= Seleqseya =

Seleqṣeya (הסלקציה) was the Israeli policy of selective immigration imposed on poor Moroccan Jews adopted in mid 1951. It was applied by Cadima, the Zionist apparatus overseen by agents from Mossad LeAliyah and the Jewish Agency that administered the migration of Moroccan Jews to Israel from 1949 to 1956.

== History ==
In the summer of 1951, the recently established State of Israel sought to severely limit the immigration of poor Moroccan Jews by adopting Seleqṣeya, a policy of selective immigration. With this policy, the Jewish Agency discriminated against poor Moroccan Jews unable to pay for their own immigration, families without a breadwinner in the age range of 18–45, and families with a member in need of medical care. The American historian Norman Stillman described the Seleqṣeya as a "draconian and frequently cruel policy." This policy was also imposed to a lesser extent upon Tunisian Jews.

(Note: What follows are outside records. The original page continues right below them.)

PR #291, opened 2020-01-14
Use Kubernetes label selector

baijum:
Fixes https://issues.redhat.com/browse/APPSVC-322

### Motivation

Make API familiar to users through adopting Kubernetes native APIs

### Changes

Use `LabelSelector` from `k8s.io/apimachinery/pkg/apis/meta/v1` package

### Testing

The existing tests would be fine. The mock object has been modified.


sbose78:
FYI: It is fine to have breaking changes with respect to labels since UI isn't consuming it?

pkg/controller/servicebindingrequest/reconciler.go
```diff
@@ -169,9 +169,9 @@ func checkSBR(sbr *v1alpha1.ServiceBindingRequest, log *log.Log) error {
 		log.Debug("Spec.ApplicationSelector.ResourceRef not found")
 
 		// Check if MatchLabels is present
```
DhritiShikhar: The comment should be updated

pkg/apis/apps/v1alpha1/servicebindingrequest_types.go
```diff
@@ -63,11 +63,11 @@ type BackingServiceSelector struct {
 // +k8s:openapi-gen=true
 type ApplicationSelector struct {
 	// +optional
-	MatchLabels map[string]string `json:"matchLabels,omitempty"`
-	Group       string            `json:"group,omitempty"`
-	Version     string            `json:"version"`
-	Resource    string            `json:"resource"`
-	ResourceRef string            `json:"resourceRef"`
+	LabelSelector *metav1.LabelSelector `json:",inline"`
```
DhritiShikhar: Why an extra comma in the beginning `,inline`?

baijum: The tag name for the field is irrelevant here. For example, if the tag is like this: `json:"labelSelector,inline"` the word `labelSelector` will not appear anywhere as the values are embedded.

There is an explanation about `omitempty` option which is somewhat similar to `inline` option.
https://golang.org/pkg/encoding/json/#Marshal

I can't find any explanation about `inline` anywhere. But to understand the behavior you can run this example: https://gist.github.com/baijum/e761bc8fb28ba3855e5d1cd118e9192b

Let me know if any other clarification required.

baijum:
> FYI: It is fine to have breaking changes with respect to labels since UI isn't consuming it?

Since the existing YAML structure is supported, I think we can consider it as backward compatible.
I am embedding the label selector. Let me know if this is fine.

akashshinde:
@sbose78 @baijum UI isn't really consuming `matchLabels` anywhere yet, so I assume it's safe to update this field.

baijum:
I have changed the API to use a nested structure.

pkg/apis/apps/v1alpha1/servicebindingrequest_types.go
```diff
@@ -63,11 +63,11 @@ type BackingServiceSelector struct {
 // +k8s:openapi-gen=true
 type ApplicationSelector struct {
 	// +optional
-	MatchLabels map[string]string `json:"matchLabels,omitempty"`
-	Group       string            `json:"group,omitempty"`
-	Version     string            `json:"version"`
-	Resource    string            `json:"resource"`
-	ResourceRef string            `json:"resourceRef"`
+	LabelSelector *metav1.LabelSelector `json:"labelSelector,omitempty"`
+	Group         string                `json:"group,omitempty"`
```
isutton: Perhaps GroupVersionResource can be embedded here as well?

baijum: We can do that in a separate PR.

PR #293, opened 2020-01-14
pre-req refactor to support multiple backing services

isutton:
### Motivation

This PR is a preparation for binding multiple backing services with the specified application.

### Changes

It introduces the ServiceBinder component, which is responsible for orchestrating the low-level components handling operational tasks such as updating Kubernetes resources related to the Service Binding Request.

ServiceBinder is still incomplete in this PR, but the changes made in the current tests should prove whether the existing functionality is still covered.

Since it is incomplete, its tests are currently skipped and will be enabled when all dependencies are in place.

### DIFF
--- a/pkg/apis/apps/v1alpha1/servicebindingrequest_types.go
+++ b/pkg/apis/apps/v1alpha1/servicebindingrequest_types.go
@@ -29,6 +29,9 @@ type ServiceBindingRequestSpec struct {
 	// BackingServiceSelector is used to identify the backing service operator.
 	BackingServiceSelector BackingServiceSelector `json:"backingServiceSelector"`
 
+	// BackingServiceSelectors is used to identify multiple backing services.
+	BackingServiceSelectors []BackingServiceSelector `json:"backingServiceSelectors"`
+
 	// ApplicationSelector is used to identify the application connecting to the
 	// backing service operator.
 	ApplicationSelector ApplicationSelector `json:"applicationSelector"`
--- a/pkg/apis/apps/v1alpha1/servicebindingrequest_types.go
+++ b/pkg/apis/apps/v1alpha1/servicebindingrequest_types.go
@@ -3,7 +3,6 @@ package v1alpha1
 import (
 	corev1 "k8s.io/api/core/v1"
 	metav1 "k8s.io/apimachinery/pkg/apis/meta/v1"
-	"k8s.io/apimachinery/pkg/runtime/schema"
 )
 
 // Important: Run "operator-sdk generate k8s" to regenerate code after modifying this file
--- a/pkg/apis/apps/v1alpha1/servicebindingrequest_types.go
+++ b/pkg/apis/apps/v1alpha1/servicebindingrequest_types.go
@@ -3,6 +3,7 @@ package v1alpha1
 import (
 	corev1 "k8s.io/api/core/v1"
 	metav1 "k8s.io/apimachinery/pkg/apis/meta/v1"
+	"k8s.io/apimachinery/pkg/runtime/schema"
 )
 
 // Important: Run "operator-sdk generate k8s" to regenerate code after modifying this file
--- a/pkg/controller/servicebindingrequest/binding.go
+++ b/pkg/controller/servicebindingrequest/binding.go
@@ -1,0 +1,319 @@
+package servicebindingrequest
+
+import (
+	"context"
+	"errors"
+	"fmt"
+
+	"gotest.tools/assert/cmp"
+	"k8s.io/apimachinery/pkg/apis/meta/v1"
+	"k8s.io/apimachinery/pkg/apis/meta/v1/unstructured"
+	"k8s.io/apimachinery/pkg/runtime"
+	"k8s.io/apimachinery/pkg/types"
+	"k8s.io/client-go/dynamic"
+	"sigs.k8s.io/controller-runtime/pkg/client"
+	"sigs.k8s.io/controller-runtime/pkg/reconcile"
+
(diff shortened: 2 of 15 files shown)


pkg/controller/servicebindingrequest/binding.go
```diff
@@ -0,0 +1,319 @@
...
+	// gather retriever's read data
+	// TODO: do not return error
+	retrievedData, err := retriever.Get()
+	if err != nil {
+		return nil, err
+	}
+
+	// gather related secret, again only appending it if there's a value.
+	secret := NewSecret(options.DynClient, plan)
+	secretObj, found, err := secret.Get()
```
golangcibot: ineffectual assignment to `err` (from `ineffassign`)

pkg/controller/servicebindingrequest/binding.go
```diff
@@ -0,0 +1,319 @@
...
+var InvalidOptionsErr = errors.New("invalid options")
+
+// BuildServiceBinder creates a new binding manager according to options.
+func BuildServiceBinder(options *ServiceBinderOptions) (*ServiceBinder, error) {
+	if !options.Valid() {
+		return nil, InvalidOptionsErr
+	}
+
+	// objs groups all extra objects related to the informed SBR
+	objs := make([]*unstructured.Unstructured, 0, 0)
```
golangcibot: S1019: should use make([]*unstructured.Unstructured, 0) instead (from `gosimple`)

pkg/apis/apps/v1alpha1/servicebindingrequest_types.go
```diff
@@ -29,6 +29,9 @@ type ServiceBindingRequestSpec struct {
 	// BackingServiceSelector is used to identify the backing service operator.
 	BackingServiceSelector BackingServiceSelector `json:"backingServiceSelector"`
```
baijum: Is this kept for backward compatibility?

pkg/controller/servicebindingrequest/binding.go
```diff
@@ -0,0 +1,322 @@
...
+	namespacedName := types.NamespacedName{Namespace: b.SBR.GetNamespace(), Name: b.SBR.GetName()}
+	if err = SetSBRAnnotations(b.DynClient, namespacedName, b.Objects); err != nil {
+		b.Logger.Error(err, "On setting annotations in related objects.")
+		return b.onError(err, b.SBR, sbrStatus, updatedObjects)
+	}
+
+	// updating status of request instance
+	sbr, err := b.updateStatusServiceBindingRequest(b.SBR, sbrStatus)
+	if err != nil {
+		return RequeueOnConflict(err)
```
Avni-Sharma: Shouldn't this be RequeError(err)?

Avni-Sharma:
Calling BuildServiceBinder() would be implemented in a separate PR?

pkg/controller/servicebindingrequest/binding.go
```diff
@@ -0,0 +1,322 @@
...
+		objs = append(objs, secretObj)
+	}
+
+	return &ServiceBinder{
+		Logger:    options.Logger,
+		Binder:    NewBinder(ctx, options.Client, options.DynClient, options.SBR, retriever.volumeKeys),
+		DynClient: options.DynClient,
+		SBR:       options.SBR,
+		Objects:   objs,
+		Data:      retrievedData,
```
Avni-Sharma: Initially, we had a retrievedCache as well, that captures the hierarchical format of retrievedData. Are we capturing that or omitting that?

baijum:
@isutton The new code is not integrated with the reconciler, right? Is the integration going to happen in the next PR?

pkg/apis/apps/v1alpha1/servicebindingrequest_types.go
isutton: Yes; this PR is not meant to change functionality as of yet, just introduce some components and adjust some existing APIs they require so no user visible change should be introduced.

pkg/controller/servicebindingrequest/binding.go
isutton: Not all errors should be retried, for example a 404. I find it appropriate to only retry on conflicts, since this is the only indication the SBR still exists and can be updated.

pkg/controller/servicebindingrequest/binding.go
isutton: The hierarchical data format might be useful only when collecting and aggregating the configuration values and/or secrets; `retrievedData` is the aggregated information that will be persisted in a later stage.

isutton:
@Avni-Sharma @baijum Yes, `ServiceBinder` has not been integrated with the reconciler in this PR, but will at a later stage.

As I've discussed with @Avni-Sharma recently, the `ServiceBinder` can provide already a home for the conditions to be created and enter in the same planned SBR request update.

pkg/controller/servicebindingrequest/binding.go
Avni-Sharma: I am referring to this issue https://github.com/redhat-developer/service-binding-operator/issues/272 which was later fixed in https://github.com/redhat-developer/service-binding-operator/pull/281 .

pkg/apis/apps/v1alpha1/servicebindingrequest_types.go
sbose78: +1

pkg/controller/servicebindingrequest/binding.go
isutton: So we are keeping that. The behavior introduced in #281 hasn't been changed in this PR, and `ServiceBinder` will use the same `Retriever` implementation being currently used.

PR #295, opened 2020-01-17
Update examples with label selectors

baijum:
### Motivation

The example was not updated with #291 

### Changes

Update the example CR and CRD.

### Testing

No code change.


sbose78:
Aren't these files supposed to be auto-generated when the Golang API is updated?

baijum:
> Aren't these files supposed to be auto-generated when the Golang API is updated?

The CRD was auto-generated with a different file name: `apps.openshift.io_servicebindingrequests_crd.yaml`
I missed to commit it earlier. Now I copied to existing CRD.
Should I rename it to the default file name that is generated?

The CR should be updated manually.

sbose78:
Yeah the default file name would be nice to have.

sbose78:
In a different PR, I think we need to have some kind of (indirect) validation if the CRD inside `deploy/` isn't updated. @Avni-Sharma 's auto-release PR uses the yamls inside `/deploy` to generate releases, hence it's critical to ensure we catch misses using automation.

baijum:
> Yeah the default file name would be nice to have.

@sbose78 I have renamed the file

Avni-Sharma:
The community-operators one has the previous name https://github.com/operator-framework/community-operators/blob/master/community-operators/service-binding-operator/0.0.20/servicebindingrequests.apps.openshift.io.crd.yaml 
In the next release, we should be changing that

PR #397, opened 2021-02-05
Update the hash streaming functor for vectorized implementations

Kachoc:
This PR updates the hash streaming functor to make its internal buffer a multiple of blocks, and not exactly a block. This way, the functor fully exploit the performance provided by the vectorized implementations.


Kachoc:
I take the liberty of bringing the reviewers' attention to those lengths, which I'm not completely sure of:
https://github.com/project-everest/hacl-star/blob/dd3d72db24104695f13c904ef6142d715929cd22/code/streaming/Hacl.Streaming.Blake2.fst#L719
https://github.com/project-everest/hacl-star/blob/dd3d72db24104695f13c904ef6142d715929cd22/code/streaming/Hacl.Streaming.Poly1305.fst#L414

Kachoc:
@protz for your information

code/streaming/Hacl.Streaming.Functor.fst
```diff
@@ -682,8 +708,10 @@ let split_at_last_rest_eq (#index : Type0) (c: block index)
   let sz = rest c i total_len in
   ()
 
+// This rlimit is a bit crazy, but this proof is not stable. It usually
+// goes through fast, but a high rlimit is a security against regression failures.
```
msprotz, line 712: famous last words ;-)

msprotz: although the fact that non-linear arithmetic is disabled is, indeed, a good guarantee that it'll be robust

providers/evercrypt/fst/EverCrypt.Hash.Incremental.fst
```diff
@@ -75,6 +75,7 @@ let evercrypt_hash : block hash_alg =
     Hacl.Streaming.MD.max_input_length64
     hash_len
     block_len
+    block_len // No vectorization
```
msprotz, line 78: it would be interesting to have a larger buffer here and allow vectorization on the underlying blake2 implementations but that's another story

msprotz (approved):
Ok this all looks excellent to me. Thanks!

polubelova:
I agree that M32 could lead to incorrect computations of the block lengths. 

the correct formula for poly1305 should be the following:

```
match fs with
| M32 -> block_length (=16)
| M128 -> 2 * block_length (=32)
| M256 -> 4 * block_length (=64)
```

@karthikbhargavan  should know about the blake2 case.

code/streaming/Hacl.Streaming.Functor.fst
Kachoc: Yes, this doesn't protect against regression failures indeed... I mostly meant CI failures, for this exact PR ^^'
And I was quite surprised by the proof time variance, though I deactivated non-linear arithmetic - it would be worth investigating.

polubelova:
@Kachoc  can you please also add some C tests for blake2-streaming (all variants) and poly1305-streaming (only for M128 and M256) similar to this one: https://github.com/project-everest/hacl-star/blob/master/tests/poly1305-test-streaming.c?
Thanks!

Kachoc:
@polubelova I updated the blocks lengths for Poly1305 and added some C tests for Blake2 and Poly

polubelova (approved):
Thanks @Kachoc!

msprotz:
Side remark: `Hacl_Streaming_Functor_state_s___Lib_IntVector_Intrinsics_vec128___uint8_t_` is kind of a mouthful. Now that I've fixed the kremlin bug, maybe time to add a palatable abbreviation?

Kachoc:
I updated the blake2 internal buffers lengths and added abbreviations for the functor states @protz

PR #400, opened 2021-02-10
crypto_random implementation

Kachoc:
This PR introduces a blocking implementation for `Lib.RandomSequence.crypto_random`, which tries to be as close as possible to the spec, and comments `Lib.RandomBuffer.System.randombytes` as deprecated.


Kachoc:
tagging @protz  for information

lib/Lib.RandomBuffer.System.fsti
```diff
@@ -2,13 +2,40 @@ module Lib.RandomBuffer.System
...
 open Lib.IntTypes
 open Lib.Buffer
+module B = LowStar.Buffer
 
 open FStar.HyperStack.All
 
+open Lib.RandomSequence
+module R = Lib.RandomSequence
 
+/// WARNING: This function is DEPRECATED. Use ``random_crypto`` instead.
```
beurdouche, line 12: I think there is a kremlin macro to deprecate functions, isn't it @protz ?

beurdouche (approved):

lib/Lib.RandomBuffer.System.fsti
msprotz: yes! `[@@ deprecated "random_crypto" ]` which will give a deprecation warning in F* and in C as well via compiler-specific pragmas

lib/Lib.RandomBuffer.System.fsti
```diff
@@ -2,13 +2,40 @@ module Lib.RandomBuffer.System
...
+/// This function waits until it has received enough entropy before
+/// generating random bytes. Note that it may wait for some time.
+val crypto_random:
+     buf: buffer uint8
+  -> len: size_t{v len == length buf} ->
+  Stack unit
+  (requires (fun h0 ->
+    live h0 buf /\
+    disjoint buf entropy_p))
+  (ensures (fun h0 ok h1 ->
```
beurdouche, line 34: looks like you don't use `ok`...

Kachoc: Indeed, `ok` is a unit - removed it in last commit

franziskuskiefer:
> This PR introduces a blocking implementation for `Lib.RandomSequence.crypto_random`, which tries to be as close as possible to the spec, and comments `Lib.RandomBuffer.System.randombytes` as deprecated.

Is anyone still using blocking entropy sources in the real world?

Kachoc:
> > This PR introduces a blocking implementation for `Lib.RandomSequence.crypto_random`, which tries to be as close as possible to the spec, and comments `Lib.RandomBuffer.System.randombytes` as deprecated.
> 
> Is anyone still using blocking entropy sources in the real world?

It seems to be the case of Wireguard: https://git.zx2c4.com/wireguard-linux-compat/tree/src/noise.c#n493

franziskuskiefer:
> It seems to be the case of Wireguard: https://git.zx2c4.com/wireguard-linux-compat/tree/src/noise.c#n493

Interesting. Well, blocking makes sense but only shortly after boot or similar situations. In most cases this is just impossible to communicate to the user and should be handled on a higher level. Anyway, I was just curious where this is going 🙂

msprotz:
How do people normally deal with this issue? Do they just propagate a complete failure all the way up to the user if they can't find enough randomness?

Happy to hear your thoughts about API design here. I'm just not sure what is the common strategy... someone somewhere must write provisions for retrying, right?

beurdouche:
Unfortunately many people assume they got enough entropy in their output buffer. That sort of works on mainstream machines but not on smaller devices. This is why I am perfectly happy with blocking here.

franziskuskiefer:
> someone somewhere must write provisions for retrying, right?

Right, this is the tricky part. Blocking is just as bad as non-blocking without considering where it's used and how the error cases are handled. Most user space applications are fine with just not blocking because there's usually no way to recover from this. But during boot and on constraint devices someone (ideally a part that can give communicate with the user) has to call something like `wait_for_random_bytes`. This is tricky because the piece of code that's collecting entropy usually doesn't have a good way of telling the user about it. That's why I think it's important to have the entropy collection and checks for sufficient entropy separate (even if this may lead to a situation where the entropy is depleted between the two calls; applications that have to be 100% certain have to block again).

I don't want to block the change here. Just giving some food for thought on the API design 🙂

msprotz (approved):
Son and I chatted about this. Thanks @franziskuskiefer for the remarks. We actually don't know how to model something like the state of the generator and whether entropy has replenished or not with the current Low\* technology -- it might be feasible, but I don't see a trivial of doing so right now. So, seeing that this PR is a net improvement over the previous state of the API, I'm in favor of merging.

One thing that I think can still be improved is this: I think this API could distinguished between two types of errors. The first, when there's a system error (e.g. `CryptAcquireContext` returns an error), and the other, when there's not enough entropy and the number of bytes read wasn't enough and the user needs to retry. That way, the blocking API would return false only in the case of a very fatal error.

But once again, without a clear use-case in mind, it's hard to improve this API without at least some representative use-cases and a clear understanding of how we hope to do error management. So I think it's still worth merging.

PR #401, opened 2021-02-11
generic exponentiation

polubelova:
This PR introduces a low* implementation of `Lib.Exponentiation` that works for both bignum and ed25519 :)

The patch to the ed25519 code can be found here: https://github.com/project-everest/hacl-star/compare/polubelova_lexp...polubelova_ed25519. One needs to prove the properties about point addition and doubling.


code/bignum/Hacl.Impl.Exponentiation.fsti
```diff
@@ -0,0 +1,209 @@
...
+class lexp_to_exp (a_t:inttype_a) (len:size_t{v len > 0}) (ctx_len:size_t) = {
+  a_spec: Type0;
+  exp: S.exp a_spec;
+  linv_ctx: x:LSeq.lseq (uint_t a_t SEC) (v ctx_len) -> Type0;
+  linv: x:LSeq.lseq (uint_t a_t SEC) (v len) -> Type0;
+  refl: x:LSeq.lseq (uint_t a_t SEC) (v len){linv x} -> GTot a_spec;
+}
+
+
+// inline_for_extraction noextract
```
beurdouche, line 35: That would be useful no?

code/rsapss/Hacl.Spec.RSAPSS.fst
```diff
@@ -351,7 +363,13 @@ val rsapss_sign_compute_sgnt:
   -> dBits:size_nat{skey_len_pre t modBits eBits dBits}
   -> skey:lbignum t (2 * blocks modBits (bits t) + blocks eBits (bits t) + blocks dBits (bits t))
   -> m:lbignum t (blocks modBits (bits t)) ->
-  tuple2 bool (lseq uint8 (blocks modBits 8))
+  Pure (tuple2 bool (lseq uint8 (blocks modBits 8)))
```
beurdouche, line 366: Any specific reason for `tuple2` instead of the infix operator?

dist/gcc-compatible/Hacl_Bignum256.c
```diff
@@ -372,6 +331,93 @@ static inline void reduction(uint64_t *n, uint64_t nInv, uint64_t *c, uint64_t *
...
 
+static inline void
+mont_mul(uint64_t *n, uint64_t nInv_u64, uint64_t *aM, uint64_t *bM, uint64_t *resM)
+{
+  uint64_t c[8U] = { 0U };
+  uint32_t resLen = (uint32_t)8U;
+  memset(c, 0U, resLen * sizeof (uint64_t));
+  for (uint32_t i0 = (uint32_t)0U; i0 < (uint32_t)4U; i0++)
+  {
+    uint64_t uu____0 = bM[i0];
```
beurdouche, line 342: Rename?

dist/gcc-compatible/Hacl_Bignum256.c
```diff
@@ -372,6 +331,93 @@ static inline void reduction(uint64_t *n, uint64_t nInv, uint64_t *c, uint64_t *
...
+    uint64_t *res_ = c + i0;
```
beurdouche, line 343: Rename?

beurdouche (approved):
Looks really really nice :) 🥇

code/bignum/Hacl.Impl.Exponentiation.fsti
polubelova: not really, it is easier to initialize the resulting buffer with `one` before calling the exponentiation function.
for example, we can convert an integer to its montgomery representation using the precomputed constant `r2`. 
this means that we either need to store `r2` as a part of the `ctx` buffer or compute it internally (which is quite expensive).

code/rsapss/Hacl.Spec.RSAPSS.fst
polubelova: No reason :)

dist/gcc-compatible/Hacl_Bignum256.c
polubelova: yeah, can take a look

karthikbhargavan (approved):

PR #405, opened 2021-02-18
Build and config tweaks

victor-dumitrescu:
This PR is based on changes in #406.

Building hacl-star-raw fails if KREMLIN_HOME is not correctly set up. This should prevent the accidental building of slower snapshots, as we have seen in the past. I've also made some tweaks to the way the opam releases are packaged in order to avoid this in the future.


bindings/ocaml/hacl-star.opam
```diff
@@ -22,5 +22,5 @@ run-test: [
   ["dune" "runtest" "-p" name "-j" jobs]
 ]
 available: [
-  os-family != "bsd"
+  os-family != "bsd" & arch != "ppc64" & arch != "ppc32" & arch != "x86_32"
```
victor-dumitrescu, line 25: @msprotz This was [added at some point](https://github.com/ocaml/opam-repository/pull/18009) in opam-repository because the PowerPC build was failing. Do you think it's still necessary with the other changes in this PR? In particular it was failing because -mavx -mavx2 were being passed, which should no longer be the case.

msprotz (changes requested):
Hi Victor,

Thanks for this set of changes. Son and I overhauled the Makefile to be more future-proof and support new vectorized architectures in a more general way. This is in #406 -- is there any chance you could rebase your changes on top of #406? I think all of the bits about the OPAM package, checking kremlin home, adding `-thread` to `OCAMLC` are all good. Thanks!

bindings/ocaml/hacl-star.opam
msprotz: this should definitely be removed and it should work now

msprotz:
it would also be nice to try to understand why BSD is failing -- could this be detected as part of the configure script? something like "if neither windows, osx or linux, then supports_vale=false"

it would also be nice to fix up the configure script to see if the toolchain supports the intrinsic AES instructions, and if not, write something to that effect in config.h so that at least the troublesome parts of libintvector.h can be removed... but that all can be done later, of course -- it just depends on priorities!

dist/configure
```diff
@@ -296,13 +296,31 @@ if detect_arm; then
   fi
 fi
 
-if detect_x86; then
-  echo "... detected x86 platform"
+if detect_x64; then
+  echo "... detected x64 platform"
+  echo "CFLAGS_128 = -mavx" >> Makefile.config
```
franziskuskiefer, line 301: I see two issues with this approach.

This will probably work in most cases but AVX is also supported on some 32-bit systems and I'm not sure if x64 is a guarantee for avx (it's probably true in almost all cases though). But for an estimate this might be good enough.

Setting AVX on all compilation units is always a little dangerous because the compiler can add AVX instructions in parts where we don't expect it to do so. Ideally it would only be set on the files that need it. But that's a little difficult with the current setup.

franziskuskiefer (commented):
Thanks for tackling this!

> it would also be nice to fix up the configure script to see if the toolchain supports the intrinsic AES instructions, and if not, write something to that effect in config.h so that at least the troublesome parts of libintvector.h can be removed... but that all can be done later, of course -- it just depends on priorities!

Definitely something that should happen but maybe in a separate PR. The AES situation is a little more difficult I think because we'd have to remove all the AES related code/APIs as long as there's no non-NI version.

dist/configure
msprotz: I think CFLAGS_128 is appended to CFLAGS only for the files that strictly need it, see e.g. https://github.com/project-everest/hacl-star/blob/master/dist/Makefile.tmpl#L84

we have had the issue you describe it the past :( hence this trick about CFLAGS_128 appended to CFLAGS -- note that CFLAGS_128 is platform-specific and now depends on whether we're running with AVX, NEON, or soon the vector instructions for Z and Power

as to whether we can support x86 with AVX, that's another story, indeed... and probably another PR. that seems like a corner case to me but I also don't have a good grasp of these things so it could be more important than I think

msprotz (approved):
Thanks @victor-dumitrescu ! If this works for you and you can confirm on the OPAM side that all is good, then this is good for me.

victor-dumitrescu:
I'm waiting for my colleagues to re-test this on s390x but other than that I think this is good to go.

victor-dumitrescu:
This is now ready to be merged

franziskuskiefer (approved):

PR #408, opened 2021-02-24
Make the vector store_le/load_le functions more specialized

Kachoc:
This PR is necessary to add support for the IBMz vectorized implementations.

It makes a case disjunction on the type of vector elements in `store_le` and `load_le`.
The reason is that on x64 and on IBMz (which is big-endian), the consistency between the elements' order and the endianess is not the same.
For instance, if a vector 128 interpreted as an array of `uint32_t` has the following representation:
```
vector(uint32): [0x00112233, 0x44556677, 0x8899aabb, 0xccddeeff]
```

then, reinterpreted as an array of `uint64_t`, we get:
```
vector(uint64)(x64):  [0x4455667700112233, 0xccddeeff8899aabb]
vector(uint64)(IBMz): [0x0011223344556677, 0x8899aabbccddeeff]
```

When reading from bytes/writing to bytes, we thus need to know what kind of elements the vector stores, otherwise the data gets messed up.

Note that this is not a problem for the other vector operations, because even though the underlying vector type is the same, those operations are guarded by their types in the HACL code. In other words, it is not possible to use both `add32` and `add64` on the same vector, because there will be a typing issue in F*. In a sense, this PR simply makes the `store_le` and `load_le` operations consistent with the rest.

Finally, note that I added too many cases in `Lib.IntVector.fst` without the corresponding implementation in `libintvector.h`, rather than using generic `load_le`/`store_le` functions for the currently unused cases. The reason is that I think it's better to have compilation errors in the future when updating the code, rather than potentially nasty runtime errors because of endianess.

### DIFF
--- a/lib/Lib.IntVector.Intrinsics.fsti
+++ b/lib/Lib.IntVector.Intrinsics.fsti
@@ -83,10 +83,17 @@ val vec128_load32: u:uint32 -> vec128
 val vec128_load32s: x0:uint32 -> x1:uint32 -> x2:uint32 -> x3:uint32 -> vec128
 
 
-val vec128_load_le: b:lbuffer uint8 16ul -> ST vec128
+val vec128_load32_le: b:lbuffer uint8 16ul -> ST vec128
 			   (requires (fun h -> live h b))
 			   (ensures (fun h0 _ h1 ->  h1 == h0))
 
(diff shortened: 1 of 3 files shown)


Kachoc:
tagging @protz for information

beurdouche (approved):

polubelova (approved):
thanks!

The policy caused bitterness among Moroccan and Maghrebi Jews. It was debated among members of Israeli administration, and it was rescinded in 1953 as Cadima sought to increase its activity in the twilight of French colonial rule in Morocco.

== Justifications ==
Stillman writes that when the Seleqṣeya was imposed, the recently established State of Israel was overwhelmed with immigrants and in a state of economic crisis. He adds that Jews living under French rule in the Maghreb were not perceived to be in the same kind of danger as Jews in Iraq, Yemen, and Libya. He also writes that, though it was not expressed, the policy may have been influenced by the prejudice of European Ashkenazim veterans in Israel against Sephardic/Mizrahi Jews in general, and Maghrebi Jews and Moroccan Jews in particular. Epithets such as Maroqo sakkin (מרוקו סכין 'Morocco of the knife) demonstrate the prejudiced view of Moroccans as primitive and violent.